E IO COME MI DEVO COMPORTARE? credo lui non abbia l’intenzione di farsi aiutare, da buon giocatore pensa di non essere malato e di poterne uscire quando vuole
io da pochi mesi vivo da sola, dovevo salvaguardarmi in qualche modo, mia sorella, si è sposata, e dopo 12 anni di psicoterapia, mi consiglia di restarne fuori, soprattutto riguardo la loro situazione coniugale.
mi sento impotente, e nello stesso tempo non vorrei pensassero che non mi interessa la loro salute mentale,non è così, ma io ci sto male, e non riesco a staccare la spina che mi lega a loro.

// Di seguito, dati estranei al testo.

PR #3935, opened 2021-05-20
chore: Add dependabot.yml

### LINKED ISSUE #3933: Setup GitHub-native Dependabot
Since a while back, Dependabot has been integrated into GitHub and can be activated by adding a `dependabot.yml` file to the `.github` directory. As far as I can tell, Spoon still uses the Dependabot Preview GitHub App, which will be [removed as of August 23d 2021](https://docs.github.com/en/code-security/supply-chain-security/keeping-your-dependencies-updated-automatically/upgrading-from-dependabotcom-to-github-native-dependabot)

I suggest we upgrade to GitHub-native Dependabot, and in doing so we also **configure it to upgrade GitHub Actions**. The very neat thing is that nowadays, Dependabot is clever enough to analyze commit shas, so we can have the safety of pinned actions but still get automatic updates. I just added this in Spork, see for example KTH/Spork#190.

There is one slight problem, namely that Dependabot does not specify the actual pinned version in a comment (if you have a look at https://github.com/KTH/spork/pull/190/files, you'll see that it changes the commit sha but leaves the version comment in place). If we trust Dependabot to keep the versions up-to-date, I don't think that's too much of a problem, and it's easy to just by manual inspection find the tag that corresponds to a particular commit sha (of course assuming no one has tampered with the tag, which is why we use commit shas in the first place :).

slarse:
Fix #3933 

This PR adds a configuration for [GitHub-native Dependabot](https://github.blog/2020-06-01-keep-all-your-packages-up-to-date-with-dependabot/), which replaces the Dependabot Preview application.

Dependabot is supposed to support [Multi-module Maven projects](https://dependabot.com/blog/multimodule-maven-files/) by pointing it at the parent pom. So, if I'm not mistaken, we should be able to get updates for spoon-core and all subprojects by pointing dependabot to the `/spoon-pom/pom.xml` file.

@monperrus any reason not to try that?

### DIFF
--- a/.github/dependabot.yml
+++ b/.github/dependabot.yml
@@ -1,0 +1,12 @@
+version: 2
+updates:
+
+  - package-ecosystem: "github-actions"
+    directory: "/"
+    schedule:
+      interval: "daily"
+
+  - package-ecosystem: "maven"
+    directory: "/"
+    schedule:
+      interval: "daily"


monperrus:
In Spoon, we use @renovate-bot, made in Stockholm with :heart: by our friend @rarkins

In theory, everything done by Dependabot is also done by Renovate.

@slarse, do you see a feature in Dependabot that we miss?

slarse:
Ah, my mistake, it's almost as if I should have  known that :D

But yes, renovate cannot update workflow files unless [provided with a personal access token](https://docs.renovatebot.com/modules/manager/github-actions/). That's a hassle we probably don't want. It's also unclear whether they support updating actions pinned to commit shas, rather than version tags.

How about using Dependabot only for updating our GHA workflow files?

rarkins:
That documentation is out of date. GitHub lifted the restriction against apps updating actions.

slarse:
@rarkins Ah, good! Does renovate support updating actions that are pinned by commit sha?

rarkins:
Yes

so che ci sono centri ai quali rivolgersi, ma non posso obbligarlo giusto? e poi: io sono la figlia, ho 30 anni, loro il doppio di me…non dovrebbero fare i genitori? mia madre mi ha preso come il sacco dell’immondizia da riempire, mio padre è un egoista…come faccio ad imparare a vivere la mia di vita?grazie in anticipo
RISPOSTA
Gentilissima,
Comprendo bene quanto Le appaia ancora difficile assaporare la Sua esistenza, ma ha già compiuto dei passi importanti. Ha cercato di rendersi autonoma e di prendere le distanze da tutto il dolore che sembra aver pervaso la Sua famiglia da tempo, e fatto di non poca importanza, ora, forse aiutata dal anche dal confronto con Sua sorella, sta finalmente cercando aiuto per sé.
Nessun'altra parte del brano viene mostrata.